Abstrak
Kanker merupakan salah satu penyakit mematikan yang diakibatkan oleh pertumbuhan tidak normal sel-sel jaringan yang tidak terkendali dalam tubuh. Pada tahun 2018, menurut data Globocan jumlah pengidap penyakit kanker mengalami kenaikan dari tahun sebelumnya yaitu sebesar 18.1 juta jiwa, dengan angka kematian sebesar 9.6 juta jiwa. Dalam beberapa tahun terakhir, prediksi penyakit kanker dengan menggunakan data DNA microarray dapat membantu para tenaga ahli medis dalam menganalisis apakah seseorang mengidap penyakit kanker atau tidak. Data DNA microarray memiliki ekspresi gen yang sangat besar dan kompleks, oleh karena itu dibutuhkan metode reduksi dimensi. Kemudian, hasil reduksi dimensi akan digunakan untuk klasifikasi kedalam jenis kanker atau tidak.

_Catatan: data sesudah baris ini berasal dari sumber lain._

PR #7931, opened 2026-03-31
fix: Unblock new Node Bigquery releases

danieljbruce:
## Description

Reverts high precision timestamp changes that allow users to read timestamps with high precision values that are stored on the backend. The service doesn't provide high precision timestamp support in GA yet which caused us to pin the release due to the issue at https://github.com/googleapis/google-cloud-node/issues/7286. But new features for Bigquery need to be rolled out so this PR reverts the commits that caused the issue which allow us to release newer versions of Bigquery.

Dalam penelitian ini, penulis menggunakan metode Principal Component Analysis sebagai metode reduksi dimensi fitur dan Functional Link Neural Network sebagai metode klasifikasi, setelah dilakukan beberapa rangkaian proses didapatkan akurasi klasifikasi rata-rata PCA dengan menggunakan FLNN sebesar 76.08%. Tujuan dari penelitian ini adalah menganalisis pengaruh reduksi dimensi PCA dan pengaruh Orde Polynomial pada pengklasifikasian data microarray.
Kata Kunci: deteksi kanker, Microarray, Functional Link Neural Network, Principal Component Analysis.